Other common failure modes:
- Mispronunciations that weren’t caught by the replacements dictionary
- Random tonal shifts—the voice suddenly sounding flat or oddly emphatic
- Stuttering or repetition on certain phoneme combinations
- Occasional language drift—the model generating a phrase in another language, seemingly at random
The only fix for these issues was to manually listen back, identify the bad segment by index number, and regenerate:
# Re-generate specific parts that didn't come out right
for part in [15]:
script.generate_audio_part(part)
Problem 4: Badly Written Sentences
This one surprised me. When I fed in a sentence that was poorly constructed—a clause in the wrong order, or something that read awkwardly—the model would sound confused. Not in a dramatic way, just slightly off. The pacing would be uncertain, the emphasis misplaced.
At first I thought this was a model problem. Then I reread the sentence and realised it was genuinely confusing. Rewriting the script to be cleaner fixed it.
This turned out to be an unexpected benefit of the whole process. Having to listen critically to every sentence forced me to notice where my scripts were unclear. Whether I use AI voiceover or not, the scripts are better for it.
Combining the Segments
Once all the individual parts were good, they get stitched together using pydub with a one-second pause between each segment:
def combine(self):
files = glob.glob(os.path.join(self.folder, "*.mp3"))
files.sort()
pause = AudioSegment.silent(duration=1000)
combined = AudioSegment.from_mp3(files[0])
for f in files[1:]:
combined += pause
combined += AudioSegment.from_mp3(f)
combined.export(f"combined/{self.folder}.mp3", format="mp3")
Was It Worth It?
Honestly? It’s roughly the same amount of time as recording myself.
The generation itself is fast, but the iteration loop—generate, listen, spot the problem, fix the replacement dictionary or rewrite the sentence, regenerate—adds up.
For technical content in particular, there are enough edge cases in pronunciation that you can’t just fire-and-forget.
For production-grade instructional videos, I’d still choose to record myself. If the time it takes is similar, then it’s good practice for speaking in general.
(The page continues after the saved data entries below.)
PR #62, opened 2021-10-21
Remove unused temp

fniephaus:


smarr:
No idea why Squeak is failing. Looks like a network fluke.

PR #63, opened 2021-11-09
Add Julia as a language

vchuravy:


smarr:
Thanks @vchuravy, Julia would be a very interesting addition.

Please note the reasoning and rules behind these benchmarks:
 - https://stefan-marr.de/papers/dls-marr-et-al-cross-language-compiler-benchmarking-are-we-fast-yet/
 - https://github.com/smarr/are-we-fast-yet/blob/master/docs/guidelines.md
 - https://github.com/smarr/are-we-fast-yet/blob/master/docs/core-language.md

They may or may not fit your specific needs and interests, though, they are comparably strict to enable specific kinds of comparisons.

I haven't programmed in Julia before, and only know the language from academic papers on its implementation. Would be curious how you'll resolve some of the quirks in the benchmarks.

vchuravy:
I will try to stick to the structure, and yes the goal is to be comparative :)

PR #65, opened 2022-03-24
Add C# language

jfheins:
Hi,
I thought you might like to add C# to the mix. I used .net 6 so it should be cross platform and run under linux, mac and windows.

If you think C# is a valuable addition, I will continue to port the java benchmarks over. Maybe 2 questions on the code I already wrote:

- Does "System.Numerics.Vector<double>" count as a undesired data structure? (It does give a 20% speedup)
- I refactored the momentum calculation to `bodies.Aggregate(new Vector<double>(), (m, b) => m + b.Velocity * b.Mass);` which uses a lambda but is less identical to java. ok or revert?

Just trying to get a feeling for your goals before I tacke the other benchmarks.


smarr:
Hi @jfheins, yes, the C# benchmarks would be very valuable.

I do have some initial versions of the following already:
 - Bounce
 - List
 - Permute
 - Queens
 - Sieve
 - Storage
 - Towers

> Does "System.Numerics.Vector" count as a undesired data structure? (It does give a 20% speedup)

Yes, I would avoid it. The idea would be to use data structures that are common to "all" languages. So, we would want to restrict ourselves to plain arrays where possible.

For the NBody benchmark, it is also surprising to me that the compiler can't figure it out.

> I refactored the momentum calculation to bodies.Aggregate(new Vector<double>(), (m, b) => m + b.Velocity * b.Mass); which uses a lambda but is less identical to java. ok or revert?

When in doubt about these things, I'd suggest to look at the range of choices we make for other languages. Though, I'd probably want to stick with what Java does. I'd also would want to keep each of the coordinate dimensions as a separate property. Your choice to turn them into vectors prevents use to assess the getter/setter performance, which is one of the main bits measured by the NBody benchmark.

jfheins:
I ported Richards now as well, I think this could go in if style is fine. I saw the csharp branch, should I try to merge the two or would you rather do it yourself?

benchmarks/JavaScript/richards.js
```diff
@@ -22,7 +22,7 @@ var NO_TASK = null,
 
   DATA_SIZE = 4,
 
-  TRACING = false;
+  TRACING = true;
```
smarr, line 25: Please don't change this. It's not a bug.

benchmarks/JavaScript/richards.js
```diff
@@ -257,7 +257,7 @@ Scheduler.prototype.trace = function (id) {
     process.stdout.write("\n");
     this.layout = 50;
   }
-  process.stdout.write(id);
+  process.stdout.write(id.toString());
```
smarr, line 260: This is dead code. I'd not touch it, but am fine either way.

benchmarks/Csharp/Benchmarks/NBody.cs
```diff
@@ -0,0 +1,195 @@
+﻿namespace Harness.Benchmarks;
```
smarr, line 1: Hm, perhaps the namespace could be `AreWeFastYet` or so?

benchmarks/Csharp/.editorconfig
```diff
@@ -0,0 +1,223 @@
+# Remove the line below if you want to inherit .editorconfig settings from higher directories
```
smarr, line 1: Is this strictly needed?

benchmarks/Csharp/Benchmarks/NBody.cs
```diff
@@ -0,0 +1,195 @@
...
+
+public sealed class NBody : IBenchmark
```
smarr, line 3: Is the `I` here required by naming convention?
Benchmark shouldn't be an interface but a class. 
There's a concrete method in the `Benchmark` class.

benchmarks/Csharp/Benchmarks/NBody.cs
```diff
@@ -0,0 +1,195 @@
...
+{
+    public bool Benchmark(int innerIterations)
+    {
+        var system = new NBodySystem();
+        for (var i = 0; i < innerIterations; i++)
+        {
+            system.Advance(0.01);
+        }
+
+        return VerifyResult(system.Energy(), innerIterations);
```
smarr, line 13: This is not the same code as it's in any of the other versions.
Please stick closely to that code.

benchmarks/Csharp/Benchmarks/NBody.cs
```diff
@@ -0,0 +1,195 @@
...
+        }
+
+        foreach (var body in bodies)
+        {
+            body.X += dt * body.Vx;
+            body.Y += dt * body.Vy;
+            body.Z += dt * body.Vz;
+        }
+
+        void CalculateVelocities(Body a, Body b)
```
smarr, line 80: Is there a reason to not follow the code precisely? Any deviation will invalidate any comparison.

benchmarks/Csharp/Benchmarks/NBody.cs
```diff
@@ -0,0 +1,195 @@
...
+        X = x;
+        Y = y;
+        Z = z;
+        Vx = vx * DAYS_PER_YER;
+        Vy = vy * DAYS_PER_YER;
+        Vz = vz * DAYS_PER_YER;
+        Mass = mass * SOLAR_MASS;
+    }
+
+    public double X { get; set; }
```
smarr, line 144: It's not sufficient to define this as a public field?

benchmarks/Csharp/Benchmarks/Rich/IdleTaskDataRecord.cs
```diff
@@ -0,0 +1,14 @@
+﻿namespace Harness.Benchmarks.Rich;
```
smarr, line 1: Please don't abbreviate the benchmark name in the folder name.

It's also not clear that you follow the same code style across benchmarks. Wouldn't it be more consistent to either make all classes separate files, or have all benchmarks each in a single file?

benchmarks/Csharp/Benchmarks/Rich/Scheduler.cs
```diff
@@ -0,0 +1,290 @@
...
+        TaskControlBlock t = FindTask(identity);
+        if (NO_TASK == t)
+        {
+            return NO_TASK;
+        }
+        t.IsTaskHolding = false;
+        return t.Priority > currentTask.Priority ? t : currentTask;
+    }
+
+    [Conditional("TRACING")]
```
smarr, line 252: Please don't do anything fancy like this.
Please stick to the basic core language.

benchmarks/Csharp/Program.cs
```diff
@@ -0,0 +1,105 @@
...
+IBenchmark? CreateBenchmarkInstance(string name)
+{
+    var benchmarkClass = Type.GetType("Harness.Benchmarks." + name, false, true);
+    if (benchmarkClass == null)
+        return null;
+    var benchmarkInstance = Activator.CreateInstance(benchmarkClass) as IBenchmark;
+    return benchmarkInstance;
+}
+
+interface IBenchmark
```
smarr, line 50: Please stick with how `Benchmark` is implemented in other languages, or in the CSharp branch.

benchmarks/Csharp/Program.cs
```diff
@@ -0,0 +1,105 @@
...
+{
+    public bool Benchmark(int innerIterations);
+}
+
+class Run
+{
+    public int Iterations { get; set; } = 1;
+    public int InnerIterations { get; set; } = 1;
+    public TimeSpan TotalRuntime { get; private set; }
```
smarr, line 59: Please stick to the types used in other languages where possible.

smarr (commented):
A few comments. There are some things that do not seem to match the original implementation and may cause undesired aspects to be included in any comparison.

benchmarks/JavaScript/richards.js
jfheins: will revert

benchmarks/JavaScript/richards.js
jfheins: Sorry for the other change, this was the bug I wanted to fix. On my node the previous code gives me

> TypeError [ERR_INVALID_ARG_TYPE]: The "chunk" argument must be of type string or an instance of Buffer or Uint8Array. Received type number (123)

benchmarks/Csharp/.editorconfig
jfheins: It freezes linter settings but ... not stricly needed, no.

benchmarks/Csharp/Benchmarks/NBody.cs
jfheins: I is naming convetion for an Interface, yes. But I can make Benchmark an abstract class (ideally generic in return type to avoid the object casting) and then it will be `Benchmark`.

benchmarks/Csharp/Benchmarks/NBody.cs
jfheins: Look like my refactoring habit took over ;-)
Will change this

benchmarks/Csharp/Benchmarks/NBody.cs
jfheins: That would be perfectly sufficient, although it would also be against MS ""

Java also used the property pattern i.e.:
```
  private double x;
  public double getX() { return x; }
  public void setX(final double x) { this.x = x; }
```
C# property is the equivalent for Java field with get & set methods

benchmarks/Csharp/Benchmarks/Rich/IdleTaskDataRecord.cs
jfheins: I had that, but my problem was that C# cannot handle a class and a Sub-Namespace with the same name.
I already had a class "Richards" in the namespace `Harness.Benchmarks` so I renamed the sub namespace. (Note that namespaces need not correlate with folder structure in C#)

As Richards has much more code than nbody, I felt it might need more structure. If you think they should use the same style, which one would you prefer?

benchmarks/JavaScript/richards.js
smarr: Ok, thanks. Fixing it would be good then :)

benchmarks/Csharp/.editorconfig
smarr: Ah, ok, which linter are you using, and would it be possible to add it to the GitHub Actions setup?
If it's for a linter, having it would be good, yes.
I was just wondering what it was since the file name is `.editorconfig` instead of check style, or lintrc or similar.

Thanks!

benchmarks/Csharp/Benchmarks/NBody.cs
smarr: Hm, I'd be worried about the implications from a compilation perspective.

This seems to be a change from other implementations, and it's not clear to me that the departure is "necessary" in a sense.

AreWeFastYet only "works" because we are trying to be very consistent, and balance idiomatic constraints with comparability/fairness.
So, ideally, we give each language's compiler/runtime exactly the same challenges, minimizing any deviation that's not forced on us by language differences.

benchmarks/Csharp/Benchmarks/NBody.cs
smarr: I'll happily defer to your or the linter's judgement of what's idiomatic.

My thought was, especially when compared to Java: in C# you don't need to change the client code when switching from `public double X` to `public double X {...}`, so, a field might be fine. But indeed, hopefully the compiler will eliminate the difference for trivial ones already anyway. So, using a full property is also a good test to make sure the compiler actually does it.

benchmarks/Csharp/Benchmarks/Rich/IdleTaskDataRecord.cs
smarr: Yeah, it's more code, but if we can have a single file per benchmark that would match better what we have for other benchmarks. So, it's a bit of an attempt to get cross-language consistency. Helps with maintaining all the languages... especially when bugs are found, which gets tedious with the increasing number of languages :)

So, avoiding variation is a good thing to keep things going.

benchmarks/Csharp/.editorconfig
jfheins: I was using the Visual Studio 2022 integrated hints, like these:
image
For better linting (especially reformatting) we are using Resharper at my main job. The cli tool is free of charge and can be integrated into github actions. (and it can load the editorconfig settings)

smarr: Thanks, if Resharper is an option, would be great to have similar to CheckStyle, PyLint, RuboCop and the other linter setups :)

benchmarks/Csharp/Benchmarks/NBody.cs
jfheins: From a compilers perspective, I think this is a virtual call (callvirt IL instruction) one way or the other. But I see that you are favoring consistency stringly and will change this to be a 1:1 match with Java

benchmarks/Csharp/Benchmarks/NBody.cs
jfheins: Changing a field to a property in C# is not breaking if (and only if) you can re-compile all the consumers. (or it is source-compatible but binary-breaking)
As far as I know, the binary breaking change is the reason MS recommends properties.

benchmarks/Csharp/Program.cs
jfheins: fixed

benchmarks/Csharp/Program.cs
jfheins: fixed. I added a comment that it is microseconds though

benchmarks/Csharp/Benchmarks/NBody.cs
smarr: Ah, right, very good reason to go with properties then :)

benchmarks/Csharp/Program.cs
smarr: Great :) 👍🏻 
Thanks!

jfheins:
I merged your branch in to extend the test suite - I hope that's ok? (The brnach also contained some changes outside of the CSharp folder)

In the Harness, I added a Dictionary that keeps track of all known Benchmarks, this might be a tad longer but it is also less "magic" than using Reflection so I'd expect more maintainable for you. (Reflection was easy to break with the namespaces)

smarr:
I did rebase the PR and started setting up ReSharper as well as basic compiling and running on GitHub Actions. May try to look at the current benchmarks, some style issues.

huahaofeng:
@smarr Is this PR eligible to merge?

smarr:
> @smarr Is this PR eligible to merge?

Why do you ask? I had started the last missing benchmark, Havlak, a while ago, but its still not finished. So, the PR is not quite ready yet.

If you would like to contribute, you're very welcome.

If you have a specific use case, it would be great to know, too.

nikolahua:
> > @smarr Is this PR eligible to merge?
> 
> Why do you ask? I had started the last missing benchmark, Havlak, a while ago, but its still not finished. So, the PR is not quite ready yet.
> 
> If you would like to contribute, you're very welcome.
> 
> If you have a specific use case, it would be great to know, too.

I have been looking for benchmark suite which is used to measure performance between different versions of .NET runtime for a long time. I've got nothing until I find [this answer](https://www.quora.com/Is-the-Mono-CLR-really-slower-than-CoreCLR). However, the results given by this answer seem to be based on the programming language named Oberon. It will become a very valuable benchmark suite for .NET if the C# benchmarks are also added in.

jfheins:
Commit 29755eaeef2f8c2f982ba25bcd10afa4a330574d is one you may want to undo; your choice.

As far as know, earlier Java implemented substring as a second view into the same bytes so O(1) and that was changed at some point. C# always had O(n) substrings.
However, when Span<char> was added to C#, it basically gained a O(1) readonly substring. This is significantly quicker, but likely not the apples-to-apples comparison that you want to have.

71275e1e3bd5da639e60b60ae6e52099631ba07b is a relevant bugfix though as the parameters differ between Java and C#.

image

jfheins:
Also Havlak seems to benefit from Server GC in dotnet

benchmarks/CSharp/Json.cs
```diff
@@ -0,0 +1,1004 @@
...
+    {
+      return new ParseException(message, index, line, column - 1);
+    }
+
+    private bool IsWhiteSpace()
+    {
+      return current == ' ' || current == '\t' || current == '\n' || current == '\r';
+    }
+
+    private bool IsDigit()
```
jfheins, line 985: Just fyi there is already a [char.IsDigit()](https://learn.microsoft.com/en-us/dotnet/api/system.char.isdigit) method in .net

benchmarks/CSharp/Json.cs
```diff
@@ -0,0 +1,1004 @@
...
+
+      return Error("Expected " + expected);
+    }
+
+    private ParseException Error(string message)
+    {
+      return new ParseException(message, index, line, column - 1);
+    }
+
+    private bool IsWhiteSpace()
```
jfheins, line 980: char.IsWhiteSpace also exists.

The build-in methods are more unicode aware, so there is a semantic difference

PR #67, opened 2022-06-21
Ruby harness improvements

eregon:
This is needed to integrate with polybench, cc @boris-spas.

Notably this makes it possible to run a benchmark without needing to run harness.rb, like:
```ruby
require_relative 'run'

RUN = Run.new('Bounce')
RUN.num_iterations = 1
RUN.inner_iterations = 1

5.times do
  RUN.run_benchmark
end
```


eregon:
@smarr In CD, RuboCop is suggesting to change:
```ruby
    # Y is guaranteed to be non-null at this point.
    if y.left
      x = y.left
    else
      x = y.right
    end
```
to
```ruby
    # Y is guaranteed to be non-null at this point.
    x = y.left || y.right
```

I do that, or I add an ignore? (it is semantically equivalent, it avoids calling `y.left` twice)

smarr:
> ```ruby
>     # Y is guaranteed to be non-null at this point.
>     x = y.left || y.right
> ```
> 
> I do that, or I add an ignore? (it is semantically equivalent, it avoids calling `y.left` twice)

Hm, my feeling is that we would want a compiler to figure this out. So, I'd tent to disabling the relevant rubocop rule.

benchmarks/Ruby/.rubocop.yml
```diff
@@ -50,7 +50,6 @@ Layout/LineLength:
     - 'json.rb'
     - 'havlak.rb'
     - 'harness.rb'
-    - 'harness-rbx.rb'
```
smarr, line 53: Hm, this file should be deleted now?

smarr (approved):
Just for confirmation, this is just moving code around right?

@boris-spas mentioned in Potsdam that he indeed wanted to do that to replicate the same code structure as in the other languages.

So, yeah, that's great.

Thanks

eregon:
> Just for confirmation, this is just moving code around right?

Mostly, yes. If you review commit-by-commit it's clearer what happens and what are the actual changes.

eregon:
@boris-spas will double-check it works for polybench and then it should be ready to merged (that's why it's a draft PR currently).

benchmarks/Ruby/harness-rbx.rb
```diff
@@ -55,7 +55,7 @@ def load_benchmark_suite(benchmark_name)
       benchmark_file = benchmark_name.gsub(/([a-z])([A-Z])/) { "#{$1}-#{$2}" }.downcase
     end
     unless require_relative(benchmark_file)
-      raise "failed loading #{benchmark_file}"
```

As models improve, and computer control becomes more prominent, this is an idea I want to revisit. For now, I will be hitting record instead.
You can try this yourself by heading to the repository at github.com/adam-cowley/elevenlabs-experiment. You will need an ElevenLabs API Key and a Voice ID.
I generated my own voice, but they also offer a library of pre-built voices.